WHAT YOU HAVE TO DO:
Exactly how many lines of the data below include the string "from"? State the number and nothing more.

INPUT FOR THIS TASK:
PR #72, opened 2016-12-06
Remove use of threads.local as a means of storing options.

### LINKED ISSUE #71: Dask worker fails to open badly translated grib file with Iris
First, the traceback:

```
  File "/data/pelson/conda/envs/data-transform/lib/python2.7/site-packages/iris_grib/_load_convert.py", line 1634, in generating_process
    if options.warn_on_unsupported:
AttributeError: 'thread._local' object has no attribute 'warn_on_unsupported'
```

----

There is some weird interaction between the pickled function and the way the function is called with dask. Essentially, I think iris-grib is relying on the _load_convert having been run, but that isn't necessarily the case when pickling/unpickling the function (or at least, the local it is referencing isn't the one that the thread has run the module on). This is a somewhat woolly description :stuck_out_tongue_winking_eye:.

Rather than depending on the module having been run, we either need to ensure that we validate the [threading.local](https://docs.python.org/2/library/threading.html#threading.local) has been correctly configured, or just ditch the complexity. I don't currently see the usecase for having warn_on_unsupported be defined on a per-thread basis. The implementation of this was originally done in https://github.com/SciTools/iris/commit/0248bf3abaf8d2ba77cc0c3b82cea23e87753ef5, and for all of those tests, I believe a module level constant would suffice.

pelson:
Closes #71.
This is the least intrusive change I can come up with that addresses the problem of threads.local usage. ``threads.local`` in itself is not a bad thing - it just needs to be initialised appropriately. That would be a more significant change here (and would require some care to avoid treading on settings that a user wishes to override, not to mention the performance cost).

### DIFF
--- a/iris_grib/_load_convert.py
+++ b/iris_grib/_load_convert.py
@@ -23,10 +23,10 @@ cube metadata.
 from __future__ import (absolute_import, division, print_function)
 from six.moves import (filter, input, map, range, zip)  # noqa
 
+from argparse import Namespace
 from collections import namedtuple, Iterable, OrderedDict
 from datetime import datetime, timedelta
 import math
-import threading
 import warnings
 
 import cartopy.crs as ccrs
@@ -49,9 +49,9 @@ from .message import GribMessage
 # Restrict the names imported from this namespace.
 __all__ = ['convert']
 
-options = threading.local()
-options.warn_on_unsupported = False
-options.support_hindcast_values = True
+
+options = Namespace(warn_on_unsupported=False,
+                    support_hindcast_values=True)
 
 ScanningMode = namedtuple('ScanningMode', ['i_negative',
                                            'j_positive',


bjlittle:
@pelson Is `argparse.Namespace` thread-safe?

pelson:
> Is argparse.Namespace thread-safe?

No. Does it need to be?

pelson:
P.S. Go to bed :sleeping_bed:  :smile:

pelson:
I'm just running to lunch :plate_with_cutlery:, will be back in an hour :smile:

bjlittle:
Can't sleep :sleeping: 

... consider the case of threaded nose tests that change these attribute values. One thread changing state shouldn't influence any other ...

pelson:
> One thread changing state shouldn't influence any other

Agreed. But nose doesn't do tests in threads... 
Because of the GIL there really is no benefit in most cases for running python unittests threadded (typically we avoid doing heavily I/O, or CPU intensive operations on large numpy arrays in tests).

My belief is that the benefits of making iris-grib thread-safe are not worth the effort/maintenance burden. Particularly as I believe we already have an iris-grib that isn't *actually* functional in a multi-process environment when combined with pickle/cloudpickle (#71).

pelson:
I decided to be a bit less woolly about my description in #71. I've put together a demonstration of how the code is already absolutely *not* thread-safe (because it doesn't work in anything but the main thread):

```
sub_mod = """
import threading

options = threading.local()
options.foo = 'bar'

def do_your_thang():
    print('Howdy from {}. Your options {} foo'
          ''.format(threading.current_thread(),
                    'include' if hasattr(options, 'foo') else "don't include"))

"""

with open('my_submod.py', 'w') as fh:
    fh.write(sub_mod)

import my_submod

import concurrent.futures

# See ma, it works!
my_submod.do_your_thang()

with concurrent.futures.ThreadPoolExecutor(max_workers=2) as executor:
    r = executor.submit(my_submod.do_your_thang)
    # Wait, it doesn't work after all! :(
    r.result()
```

Result:

```
python threaded_bad.py 
Howdy from <_MainThread(MainThread, started 140175739709248)>. Your options include foo
Howdy from <Thread(Thread-1, started daemon 140175583192832)>. Your options don't include foo
```

In summary, we are maintaining code complexity for something that doesn't even work outside of the main thread. It would be easy enough to make it work (by setting up options before each call to the function), but the argument that there is virtually no benefit to making this code thread-safe comes into play.

pelson:
@bjlittle - further thoughts on this. It is a problem that anybody wanting to use dask (distributed) with iris-grib will face.

marqh:
this looks pretty non-controversial to me

I'm happy to take this as it

thank you @pelson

SOLUTION TO THIS PROBLEM:
10